In an early reflection, Smith notes that: “I’d always seen myself doing something big. Not necessarily completing 401 marathons in 401 days big, but something where I would say afterwards: ‘That was different.’.

Imagine even contemplating two marathons on successive days, never mind running one every day for 57 weeks. In her foreword, marathon runner Paula Radcliffe points out that even at her peak she ran no more than 151 miles a week; Ben Smith did 180 miles every week for more than a year.

Smith’s personal trainer thought his client was mad and told him his body would ‘shut down’ after 60 successive marathons, but the daily injection of the 26.2 mile drug became the vehicle that drove Smith to his soul-cleansing salvation.

Salvation? Yes. You see, the author was bullied to such a degree as a child that the experience bothered him well into adulthood. Even with a loving wife, big house, car, career and money, he was never content; knew there must be something more than a job that was ‘draining my soul’.

Deep down, Smith understood that unless he effected a radical change in his life, things would continue as they always had.
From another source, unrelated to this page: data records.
PR #21438, opened 2026-04-30
Add BackendPlanAdapter SPI and Unify FilterOperator into ScalarFunction

expani:
Merges FilterOperator into ScalarFunction as a unified enum for all scalar functions (comparisons, full-text, math, string, conditional, datetime). Adds

### BackendPlanAdapter

A new planner component that applies per-function ScalarFunctionAdapter transforms between plan forking and fragment conversion. 

Anything that needs backend specific handling at the Calcite level will be triggered through this component.

  Changes:

  - Enum unification: FilterOperator deleted. Its entries (EQUALS, MATCHPHRASE, etc.) moved into `ScalarFunction` with a `Category` enum (COMPARISON, FULLTEXT, STRING,
  MATH, TYPE, CONDITIONAL, DATETIME). FilterCapability now references ScalarFunction via .function(). CapabilityRegistry uses ScalarKey for the filter index, removing the
  duplicate FilterKey.
  - SPI: New ScalarFunctionAdapter functional interface — backends register per-function adapters via BackendCapabilityProvider.scalarFunctionAdapters(). Takes (RexCall,
  List<FieldStorageInfo>), returns adapted RexNode.
  - BackendPlanAdapter: Walks resolved plan between forkAll and convertAll in DefaultPlanExecutor. Applies adapters to filter conditions and project expressions. Uses
  input's field storage for project (RexInputRef references input row type).
  - FieldStorageInfo moved from analytics.planner to analytics.spi (required by the SPI interface).
  - OpenSearchProjectRule fix: resolves ScalarFunction via fromSqlFunction fallback when fromSqlKind returns null (functions with SqlKind.OTHER).
  - 5 tests in BackendPlanAdapterTests: SIN CAST on integer field, SIN no-op on double field, SIN CAST in project expression, mixed adapted+non-adapted functions
  (SIN+ABS), no adapters registered.


sandbox/libs/analytics-framework/src/main/java/org/opensearch/analytics/spi/ScalarFunction.java
```diff
@@ -8,56 +8,116 @@
...
+    public enum Category {
+        COMPARISON(false),
+        FULL_TEXT(true),
+        STRING(false),
+        MATH(false),
+        TYPE(false),
+        CONDITIONAL(false),
+        DATETIME(false);
+
+        private final boolean supportsParams;
```
vinaykpud: Does this mean say exg: MATH(false) , Match category supports parameters?

sandbox/libs/analytics-framework/src/main/java/org/opensearch/analytics/spi/ScalarFunction.java
```diff
@@ -8,56 +8,116 @@
...
-
-    // Conditional
-    CASE(SqlKind.CASE),
-    COALESCE(SqlKind.COALESCE),
-    NULLIF(SqlKind.NULLIF),
-
-    // Date/time
-    EXTRACT(SqlKind.EXTRACT);
 
+    // ── Comparisons ──────────────────────────────────────────────────
```
vinaykpud, line 28: So idea is any upstream functions/UDF we support , we will define them here rt?, its good. Because it will serve as registry for all functions Analytics core supports

sandbox/plugins/analytics-engine/src/main/java/org/opensearch/analytics/planner/dag/BackendPlanAdapter.java
```diff
@@ -0,0 +1,187 @@
...
+ * provided by the driving backend. Runs between plan forking and fragment conversion.
+ *
+ * <p>Each backend declares adapters keyed by {@link ScalarFunction} via
+ * {@link org.opensearch.analytics.spi.BackendCapabilityProvider#scalarFunctionAdapters()}.
+ * This component looks up the adapter for each scalar function RexCall in the plan
+ * and applies it if present.
+ *
+ * @opensearch.internal
+ */
+public class BackendPlanAdapter {
```
vinaykpud, line 44: Nice!

sandbox/libs/analytics-framework/src/main/java/org/opensearch/analytics/spi/ScalarFunction.java
expani: Yes that's the idea.

This is the central place that should tie everything.

sandbox/libs/analytics-framework/src/main/java/org/opensearch/analytics/spi/ScalarFunction.java
expani: Actually this should have been per function level. Will remove it as it's unused

sandbox/plugins/analytics-engine/src/main/java/org/opensearch/analytics/planner/dag/BackendPlanAdapter.java
expani: 🚀

sandbox/libs/analytics-framework/src/main/java/org/opensearch/analytics/spi/ScalarFunction.java
expani: Removed it. Will add with Filter Delegation PR when required

sandbox/libs/analytics-framework/src/main/java/org/opensearch/analytics/spi/ScalarFunctionAdapter.java
```diff
@@ -0,0 +1,38 @@
...
+
+    /**
+     * Adapt the given expression for backend compatibility. Returns the adapted
+     * expression, or the original unchanged if no adaptation is needed.
+     *
+     * @param original     the backend-agnostic expression to adapt
+     * @param fieldStorage positional field storage info from the operator's child,
+     *                     indexed by {@link org.apache.calcite.rex.RexInputRef#getIndex()}
+     */
+    RexNode adapt(RexCall original, List<FieldStorageInfo> fieldStorage);
```
vinaykpud: Should ScalarFunctionAdapter.adapt() also receive a RexBuilder? Its needed to create to create new RexNodes in adapters like [this](https://github.com/opensearch-project/OpenSearch/pull/21436/changes#diff-c566b3b19844d57436148a10b1da10558a554665e7d76675091e48eb2dd9ce98R67)

sandbox/plugins/analytics-engine/src/test/java/org/opensearch/analytics/planner/dag/BackendPlanAdapterTests.java
```diff
@@ -0,0 +1,309 @@
...
+        MockDataFusionBackend dfWithAdapter = new MockDataFusionBackend() {
+            @Override
+            protected Map<ScalarFunction, ScalarFunctionAdapter> scalarFunctionAdapters() {
+                return Map.of(ScalarFunction.SIN, sinCastAdapter);
+            }
+        };
+
+        PlannerContext context = buildContext("parquet", 1, fields, List.of(dfWithAdapter));
+
+        RexNode sinCall = rexBuilder.makeCall(SIN_FUNCTION, rexBuilder.makeInputRef(typeFactory.createSqlType(operandType), 0));
```
vinaykpud, line 99: I think for test you might be getting `rexBuilder` from base class, So we need this in the adapter

expani: Yeah this was to create the valid RelNode but yes I am passing the whole RelOptCluster

sandbox/plugins/analytics-engine/src/main/java/org/opensearch/analytics/planner/dag/BackendPlanAdapter.java
```diff
@@ -0,0 +1,198 @@
...
+        // Recurse into operands first
+        List<RexNode> adaptedOperands = new ArrayList<>(call.getOperands().size());
+        boolean operandsChanged = false;
+        for (RexNode operand : call.getOperands()) {
+            RexNode adapted = adaptRex(operand, adapters, fieldStorage);
+            adaptedOperands.add(adapted);
+            if (adapted != operand) operandsChanged = true;
+        }
+
+        RexCall current = operandsChanged ? call.clone(call.getType(), adaptedOperands) : call;
```
mch2, line 184: We need to make an update here to prserve the wrapper subclass, without this RexCall.clone will strip annotations.

ex.:
```
        if (node instanceof AnnotatedProjectExpression annotated) {
            RexNode adaptedInner = adaptRex(annotated.getOriginal(), adapters, fieldStorage);
            return adaptedInner == annotated.getOriginal()
                ? annotated
                : new AnnotatedProjectExpression(annotated.getType(), adaptedInner, annotated.getViableBackends(), annotated.getAnnotationId());
        }
        if (node instanceof AnnotatedPredicate annotated) {
            RexNode adaptedInner = adaptRex(annotated.getOriginal(), adapters, fieldStorage);
            return adaptedInner == annotated.getOriginal()
                ? annotated
                : new AnnotatedPredicate(annotated.getType(), adaptedInner, annotated.getViableBackends(), annotated.getAnnotationId());
        }
```

expani: Great catch, will fix this.

expani: Added

sandbox/libs/analytics-framework/src/main/java/org/opensearch/analytics/spi/ScalarFunctionAdapter.java
expani: Passed the RelOptCluster itself

expani:
@mch2 @vinaykpud Resolved all comments. Please take a final pass.

mch2 (approved):

vinaykpud (approved):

Many millions of people have thought along similar lines, but Smith was brave enough to do something about it.

401 is not a book about running per se, nor does it provide a chronological list of where he ran, replete with finishing times and dietary details. Running provided the means through which Smith found a form of contentment and happiness, but readers will sense that the sport he chose could just as easily have been swimming, cycling or ocean rowing.

The message this book delivers is actually quite simple: anyone can do anything if they put their mind to it, but readers will be delighted that Ben Smith spends 250-odd pages filling in the detail.